**Exercise directions:**
Please repeat only the stretch of records running from the first line through the line that contains "Use the arg".

**Data in this exercise:**
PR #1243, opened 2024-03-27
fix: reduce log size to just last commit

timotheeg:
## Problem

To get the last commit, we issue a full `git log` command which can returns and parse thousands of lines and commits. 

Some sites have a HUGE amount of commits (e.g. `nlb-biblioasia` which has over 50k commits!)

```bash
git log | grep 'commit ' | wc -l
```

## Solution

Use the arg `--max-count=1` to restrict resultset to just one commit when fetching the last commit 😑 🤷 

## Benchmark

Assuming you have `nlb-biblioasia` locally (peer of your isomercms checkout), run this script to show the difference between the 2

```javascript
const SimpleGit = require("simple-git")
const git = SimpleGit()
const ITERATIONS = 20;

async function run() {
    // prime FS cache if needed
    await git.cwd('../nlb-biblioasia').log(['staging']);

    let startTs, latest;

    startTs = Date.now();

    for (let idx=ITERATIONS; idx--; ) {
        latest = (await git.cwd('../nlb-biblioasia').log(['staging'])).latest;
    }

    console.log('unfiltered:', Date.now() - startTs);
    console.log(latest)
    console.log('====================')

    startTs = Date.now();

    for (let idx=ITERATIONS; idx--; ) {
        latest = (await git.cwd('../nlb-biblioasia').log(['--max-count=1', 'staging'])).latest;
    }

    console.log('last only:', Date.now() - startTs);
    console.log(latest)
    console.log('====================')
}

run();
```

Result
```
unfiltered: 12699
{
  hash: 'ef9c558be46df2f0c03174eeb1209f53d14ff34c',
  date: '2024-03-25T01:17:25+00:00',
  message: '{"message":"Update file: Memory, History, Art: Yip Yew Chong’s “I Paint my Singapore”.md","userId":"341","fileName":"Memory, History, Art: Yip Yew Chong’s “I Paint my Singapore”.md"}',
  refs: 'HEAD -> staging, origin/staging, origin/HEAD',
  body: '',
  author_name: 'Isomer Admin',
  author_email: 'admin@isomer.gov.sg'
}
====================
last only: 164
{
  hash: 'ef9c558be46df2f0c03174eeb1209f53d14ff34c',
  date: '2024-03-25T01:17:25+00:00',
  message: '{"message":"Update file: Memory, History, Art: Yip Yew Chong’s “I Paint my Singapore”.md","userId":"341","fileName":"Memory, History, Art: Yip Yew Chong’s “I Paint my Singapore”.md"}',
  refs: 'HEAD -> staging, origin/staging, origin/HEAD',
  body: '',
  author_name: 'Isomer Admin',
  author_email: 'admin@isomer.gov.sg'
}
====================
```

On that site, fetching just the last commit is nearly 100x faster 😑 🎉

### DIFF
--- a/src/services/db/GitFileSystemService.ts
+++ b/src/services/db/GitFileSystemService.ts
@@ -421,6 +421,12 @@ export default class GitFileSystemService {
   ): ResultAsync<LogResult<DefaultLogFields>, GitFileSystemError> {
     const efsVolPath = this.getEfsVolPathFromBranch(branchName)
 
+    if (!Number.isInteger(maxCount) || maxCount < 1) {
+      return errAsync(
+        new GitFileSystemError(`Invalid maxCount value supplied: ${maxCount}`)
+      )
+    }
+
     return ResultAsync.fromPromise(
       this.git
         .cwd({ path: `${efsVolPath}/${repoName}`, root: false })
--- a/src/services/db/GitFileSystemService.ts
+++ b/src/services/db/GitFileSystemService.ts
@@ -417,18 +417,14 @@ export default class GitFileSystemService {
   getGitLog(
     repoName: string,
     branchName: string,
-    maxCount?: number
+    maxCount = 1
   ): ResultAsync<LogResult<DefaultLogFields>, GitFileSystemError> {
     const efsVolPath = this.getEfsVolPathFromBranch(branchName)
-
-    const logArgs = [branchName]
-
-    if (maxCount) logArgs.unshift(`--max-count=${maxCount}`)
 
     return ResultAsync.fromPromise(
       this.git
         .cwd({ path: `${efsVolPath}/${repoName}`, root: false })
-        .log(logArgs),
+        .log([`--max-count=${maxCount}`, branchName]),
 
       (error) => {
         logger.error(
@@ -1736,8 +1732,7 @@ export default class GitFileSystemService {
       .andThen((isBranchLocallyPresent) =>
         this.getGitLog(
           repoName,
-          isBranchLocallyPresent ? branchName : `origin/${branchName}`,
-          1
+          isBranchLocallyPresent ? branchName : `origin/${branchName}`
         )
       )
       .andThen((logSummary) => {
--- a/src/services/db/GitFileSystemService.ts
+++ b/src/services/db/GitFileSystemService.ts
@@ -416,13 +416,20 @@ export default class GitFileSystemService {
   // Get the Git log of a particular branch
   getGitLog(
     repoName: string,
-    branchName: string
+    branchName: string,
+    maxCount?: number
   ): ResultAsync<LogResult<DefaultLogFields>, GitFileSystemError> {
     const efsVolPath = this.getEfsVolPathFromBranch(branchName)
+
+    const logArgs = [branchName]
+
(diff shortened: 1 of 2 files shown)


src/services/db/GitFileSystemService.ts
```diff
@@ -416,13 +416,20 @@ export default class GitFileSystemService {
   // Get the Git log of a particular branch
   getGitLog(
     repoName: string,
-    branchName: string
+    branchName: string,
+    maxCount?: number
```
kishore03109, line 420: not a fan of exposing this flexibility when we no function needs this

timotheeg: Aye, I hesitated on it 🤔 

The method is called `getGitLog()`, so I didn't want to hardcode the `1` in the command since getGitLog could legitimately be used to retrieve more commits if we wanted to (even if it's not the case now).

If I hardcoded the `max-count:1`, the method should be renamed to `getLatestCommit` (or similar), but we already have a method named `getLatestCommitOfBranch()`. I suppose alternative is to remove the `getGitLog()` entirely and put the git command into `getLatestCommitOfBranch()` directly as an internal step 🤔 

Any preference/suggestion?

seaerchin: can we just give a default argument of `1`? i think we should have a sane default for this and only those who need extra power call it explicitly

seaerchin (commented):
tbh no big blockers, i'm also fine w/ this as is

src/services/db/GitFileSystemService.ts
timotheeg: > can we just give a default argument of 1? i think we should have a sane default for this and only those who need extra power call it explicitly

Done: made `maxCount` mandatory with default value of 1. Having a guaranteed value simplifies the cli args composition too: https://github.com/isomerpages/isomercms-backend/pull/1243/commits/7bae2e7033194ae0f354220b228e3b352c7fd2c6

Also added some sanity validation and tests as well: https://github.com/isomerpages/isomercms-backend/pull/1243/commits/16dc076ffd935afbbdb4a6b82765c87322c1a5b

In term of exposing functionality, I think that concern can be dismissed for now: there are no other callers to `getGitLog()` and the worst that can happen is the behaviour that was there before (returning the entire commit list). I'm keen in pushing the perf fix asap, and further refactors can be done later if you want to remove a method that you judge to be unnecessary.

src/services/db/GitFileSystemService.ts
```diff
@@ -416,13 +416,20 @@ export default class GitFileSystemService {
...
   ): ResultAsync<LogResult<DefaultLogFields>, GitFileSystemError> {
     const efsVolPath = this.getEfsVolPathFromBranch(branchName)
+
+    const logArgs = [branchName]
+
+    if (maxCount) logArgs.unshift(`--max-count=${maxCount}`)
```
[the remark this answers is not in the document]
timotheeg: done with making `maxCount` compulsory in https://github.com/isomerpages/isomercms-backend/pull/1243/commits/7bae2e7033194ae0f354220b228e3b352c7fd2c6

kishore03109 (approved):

**Problem solution:**
PR #1243, opened 2024-03-27
fix: reduce log size to just last commit

timotheeg:
## Problem

To get the last commit, we issue a full `git log` command which can returns and parse thousands of lines and commits. 

Some sites have a HUGE amount of commits (e.g. `nlb-biblioasia` which has over 50k commits!)

```bash
git log | grep 'commit ' | wc -l
```

## Solution

Use the arg `--max-count=1` to restrict resultset to just one commit when fetching the last commit 😑 🤷 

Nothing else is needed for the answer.